**** Data

PR #616, opened 2022-05-12
Eliminate redundant call to `norm`

danielwe:
Was staring at code and noticed this


mzgubic (approved):
Thanks for opening! Could you bump the minor version please?

danielwe:
done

********

Task
Each record above should be output again exactly.

Answer to this problem
PR #616, opened 2022-05-12
Eliminate redundant call to `norm`

danielwe:
Was staring at code and noticed this


mzgubic (approved):
Thanks for opening! Could you bump the minor version please?

danielwe:
done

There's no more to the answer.